## Your instructions
In the entries below, find the line with "PR #7068, opened 2019-05-21" and print exactly every line from there up to and including the line with "include ValueAlignment", with no other lines.
Top of Data for this exercise
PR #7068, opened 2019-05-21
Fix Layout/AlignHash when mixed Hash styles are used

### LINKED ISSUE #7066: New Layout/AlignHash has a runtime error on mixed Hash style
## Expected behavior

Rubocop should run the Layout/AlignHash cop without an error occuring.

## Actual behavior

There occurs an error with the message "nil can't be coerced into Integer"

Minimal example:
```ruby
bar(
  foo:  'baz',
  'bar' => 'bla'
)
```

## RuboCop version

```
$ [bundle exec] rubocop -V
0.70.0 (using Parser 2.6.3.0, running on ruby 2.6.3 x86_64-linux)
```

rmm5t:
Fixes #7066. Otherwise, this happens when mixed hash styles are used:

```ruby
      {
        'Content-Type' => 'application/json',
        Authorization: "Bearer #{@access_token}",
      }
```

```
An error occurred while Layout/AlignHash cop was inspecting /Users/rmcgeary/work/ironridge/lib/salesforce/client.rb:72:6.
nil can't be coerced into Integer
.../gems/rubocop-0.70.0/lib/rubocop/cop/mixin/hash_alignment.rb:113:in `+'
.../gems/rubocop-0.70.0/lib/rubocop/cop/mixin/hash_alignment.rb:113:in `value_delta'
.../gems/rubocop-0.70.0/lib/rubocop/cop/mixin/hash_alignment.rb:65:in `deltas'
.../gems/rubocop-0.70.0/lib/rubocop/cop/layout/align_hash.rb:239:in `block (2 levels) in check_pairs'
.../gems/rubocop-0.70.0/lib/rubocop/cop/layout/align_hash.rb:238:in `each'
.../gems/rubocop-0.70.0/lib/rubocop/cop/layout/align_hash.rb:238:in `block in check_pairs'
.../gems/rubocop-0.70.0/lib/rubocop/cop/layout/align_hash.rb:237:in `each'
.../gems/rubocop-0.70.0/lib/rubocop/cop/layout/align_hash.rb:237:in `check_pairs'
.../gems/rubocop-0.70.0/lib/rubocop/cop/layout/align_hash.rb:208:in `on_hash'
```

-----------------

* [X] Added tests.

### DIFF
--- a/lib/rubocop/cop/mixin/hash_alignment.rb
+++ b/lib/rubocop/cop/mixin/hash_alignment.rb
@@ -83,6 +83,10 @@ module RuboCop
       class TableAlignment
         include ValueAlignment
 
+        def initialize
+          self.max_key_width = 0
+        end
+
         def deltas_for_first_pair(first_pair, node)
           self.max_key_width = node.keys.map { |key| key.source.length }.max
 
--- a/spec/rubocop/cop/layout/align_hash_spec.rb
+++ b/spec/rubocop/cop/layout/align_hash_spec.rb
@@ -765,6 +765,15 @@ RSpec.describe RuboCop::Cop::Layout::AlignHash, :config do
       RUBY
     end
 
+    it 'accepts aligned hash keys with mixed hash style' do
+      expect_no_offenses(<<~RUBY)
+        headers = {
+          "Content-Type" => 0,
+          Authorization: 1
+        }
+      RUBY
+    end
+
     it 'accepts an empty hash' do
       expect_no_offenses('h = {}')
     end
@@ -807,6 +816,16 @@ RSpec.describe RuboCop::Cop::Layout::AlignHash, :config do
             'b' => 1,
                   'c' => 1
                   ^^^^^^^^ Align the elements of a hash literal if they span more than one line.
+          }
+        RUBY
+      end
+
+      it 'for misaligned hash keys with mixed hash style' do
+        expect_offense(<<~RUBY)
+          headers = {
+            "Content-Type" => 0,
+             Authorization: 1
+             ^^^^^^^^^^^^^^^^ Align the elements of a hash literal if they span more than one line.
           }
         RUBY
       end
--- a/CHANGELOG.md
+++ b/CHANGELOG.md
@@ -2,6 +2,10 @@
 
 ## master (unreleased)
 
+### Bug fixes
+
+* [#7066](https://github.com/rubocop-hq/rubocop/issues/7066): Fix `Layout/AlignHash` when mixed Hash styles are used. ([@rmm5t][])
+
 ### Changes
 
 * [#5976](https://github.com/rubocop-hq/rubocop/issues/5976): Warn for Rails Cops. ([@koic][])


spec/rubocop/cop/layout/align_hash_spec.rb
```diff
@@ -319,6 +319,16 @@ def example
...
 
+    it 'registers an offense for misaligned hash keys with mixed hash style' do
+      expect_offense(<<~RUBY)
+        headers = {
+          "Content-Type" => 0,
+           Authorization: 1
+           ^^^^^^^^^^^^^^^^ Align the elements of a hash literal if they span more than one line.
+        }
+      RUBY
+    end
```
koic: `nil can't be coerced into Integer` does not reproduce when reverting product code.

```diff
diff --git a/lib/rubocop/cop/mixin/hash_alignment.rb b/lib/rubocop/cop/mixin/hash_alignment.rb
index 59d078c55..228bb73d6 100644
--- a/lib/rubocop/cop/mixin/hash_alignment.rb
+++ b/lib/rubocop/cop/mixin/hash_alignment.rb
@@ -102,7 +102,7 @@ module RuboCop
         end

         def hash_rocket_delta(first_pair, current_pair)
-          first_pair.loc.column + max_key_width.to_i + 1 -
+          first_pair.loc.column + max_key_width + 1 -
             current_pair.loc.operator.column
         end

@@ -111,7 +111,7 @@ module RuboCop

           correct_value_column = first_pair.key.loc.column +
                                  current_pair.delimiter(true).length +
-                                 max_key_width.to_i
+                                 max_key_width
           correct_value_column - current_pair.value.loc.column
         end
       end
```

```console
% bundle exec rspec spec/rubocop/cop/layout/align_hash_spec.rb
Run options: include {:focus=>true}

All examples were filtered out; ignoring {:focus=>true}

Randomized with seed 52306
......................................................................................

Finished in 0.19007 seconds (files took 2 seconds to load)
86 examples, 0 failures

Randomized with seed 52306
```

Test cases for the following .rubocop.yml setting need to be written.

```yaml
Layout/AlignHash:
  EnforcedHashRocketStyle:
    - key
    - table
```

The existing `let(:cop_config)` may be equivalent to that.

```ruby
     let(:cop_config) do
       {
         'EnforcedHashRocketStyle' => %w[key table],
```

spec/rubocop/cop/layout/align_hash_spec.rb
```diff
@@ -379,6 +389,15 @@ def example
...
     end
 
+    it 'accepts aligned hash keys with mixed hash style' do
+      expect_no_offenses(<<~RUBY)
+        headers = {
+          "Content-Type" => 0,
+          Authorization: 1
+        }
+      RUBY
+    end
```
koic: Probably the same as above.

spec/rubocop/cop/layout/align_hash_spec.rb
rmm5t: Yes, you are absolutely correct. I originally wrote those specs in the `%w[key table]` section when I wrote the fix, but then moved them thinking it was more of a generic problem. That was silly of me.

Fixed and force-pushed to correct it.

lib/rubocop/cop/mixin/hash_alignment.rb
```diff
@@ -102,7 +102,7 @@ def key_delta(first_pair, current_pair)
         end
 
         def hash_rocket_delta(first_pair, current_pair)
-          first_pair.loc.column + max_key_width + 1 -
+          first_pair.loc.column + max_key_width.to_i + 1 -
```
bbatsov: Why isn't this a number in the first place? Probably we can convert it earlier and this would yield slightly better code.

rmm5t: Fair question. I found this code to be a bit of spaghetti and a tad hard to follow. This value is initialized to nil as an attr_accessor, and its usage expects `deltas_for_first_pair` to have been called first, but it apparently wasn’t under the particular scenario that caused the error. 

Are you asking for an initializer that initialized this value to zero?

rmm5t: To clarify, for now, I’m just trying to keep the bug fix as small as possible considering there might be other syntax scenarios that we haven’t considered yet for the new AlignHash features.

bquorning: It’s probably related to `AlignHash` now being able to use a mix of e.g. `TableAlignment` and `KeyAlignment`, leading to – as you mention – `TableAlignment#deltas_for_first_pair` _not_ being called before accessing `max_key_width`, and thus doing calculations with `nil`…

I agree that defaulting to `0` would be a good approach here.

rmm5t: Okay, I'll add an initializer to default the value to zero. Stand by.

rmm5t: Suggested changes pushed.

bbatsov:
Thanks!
Bottom of Data for this exercise
Top of Data for this exercise
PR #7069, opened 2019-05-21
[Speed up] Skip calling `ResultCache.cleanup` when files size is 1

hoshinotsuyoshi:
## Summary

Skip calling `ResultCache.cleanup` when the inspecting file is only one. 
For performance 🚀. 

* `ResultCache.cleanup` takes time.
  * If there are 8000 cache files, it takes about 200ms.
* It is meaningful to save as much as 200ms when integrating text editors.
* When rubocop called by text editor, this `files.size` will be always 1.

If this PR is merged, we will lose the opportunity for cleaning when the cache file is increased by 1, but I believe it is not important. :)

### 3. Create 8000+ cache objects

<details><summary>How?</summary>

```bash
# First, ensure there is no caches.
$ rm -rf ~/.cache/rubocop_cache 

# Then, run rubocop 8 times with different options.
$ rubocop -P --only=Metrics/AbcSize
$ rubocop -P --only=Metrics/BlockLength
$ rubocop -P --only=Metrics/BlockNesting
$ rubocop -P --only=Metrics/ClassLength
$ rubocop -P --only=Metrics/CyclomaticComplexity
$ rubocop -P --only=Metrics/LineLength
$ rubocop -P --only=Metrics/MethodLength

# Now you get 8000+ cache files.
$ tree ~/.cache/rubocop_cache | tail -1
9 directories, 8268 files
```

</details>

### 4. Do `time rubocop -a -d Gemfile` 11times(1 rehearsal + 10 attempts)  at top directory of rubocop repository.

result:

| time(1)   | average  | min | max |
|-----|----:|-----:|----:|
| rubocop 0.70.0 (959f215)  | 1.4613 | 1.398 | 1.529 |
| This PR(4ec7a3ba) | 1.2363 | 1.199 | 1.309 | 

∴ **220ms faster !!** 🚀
Bottom of Data for this exercise
## Exercise output
PR #7068, opened 2019-05-21
Fix Layout/AlignHash when mixed Hash styles are used

### LINKED ISSUE #7066: New Layout/AlignHash has a runtime error on mixed Hash style
## Expected behavior

Rubocop should run the Layout/AlignHash cop without an error occuring.

## Actual behavior

There occurs an error with the message "nil can't be coerced into Integer"

Minimal example:
```ruby
bar(
  foo:  'baz',
  'bar' => 'bla'
)
```

## RuboCop version

```
$ [bundle exec] rubocop -V
0.70.0 (using Parser 2.6.3.0, running on ruby 2.6.3 x86_64-linux)
```

rmm5t:
Fixes #7066. Otherwise, this happens when mixed hash styles are used:

```ruby
      {
        'Content-Type' => 'application/json',
        Authorization: "Bearer #{@access_token}",
      }
```

```
An error occurred while Layout/AlignHash cop was inspecting /Users/rmcgeary/work/ironridge/lib/salesforce/client.rb:72:6.
nil can't be coerced into Integer
.../gems/rubocop-0.70.0/lib/rubocop/cop/mixin/hash_alignment.rb:113:in `+'
.../gems/rubocop-0.70.0/lib/rubocop/cop/mixin/hash_alignment.rb:113:in `value_delta'
.../gems/rubocop-0.70.0/lib/rubocop/cop/mixin/hash_alignment.rb:65:in `deltas'
.../gems/rubocop-0.70.0/lib/rubocop/cop/layout/align_hash.rb:239:in `block (2 levels) in check_pairs'
.../gems/rubocop-0.70.0/lib/rubocop/cop/layout/align_hash.rb:238:in `each'
.../gems/rubocop-0.70.0/lib/rubocop/cop/layout/align_hash.rb:238:in `block in check_pairs'
.../gems/rubocop-0.70.0/lib/rubocop/cop/layout/align_hash.rb:237:in `each'
.../gems/rubocop-0.70.0/lib/rubocop/cop/layout/align_hash.rb:237:in `check_pairs'
.../gems/rubocop-0.70.0/lib/rubocop/cop/layout/align_hash.rb:208:in `on_hash'
```

-----------------

* [X] Added tests.

### DIFF
--- a/lib/rubocop/cop/mixin/hash_alignment.rb
+++ b/lib/rubocop/cop/mixin/hash_alignment.rb
@@ -83,6 +83,10 @@ module RuboCop
       class TableAlignment
         include ValueAlignment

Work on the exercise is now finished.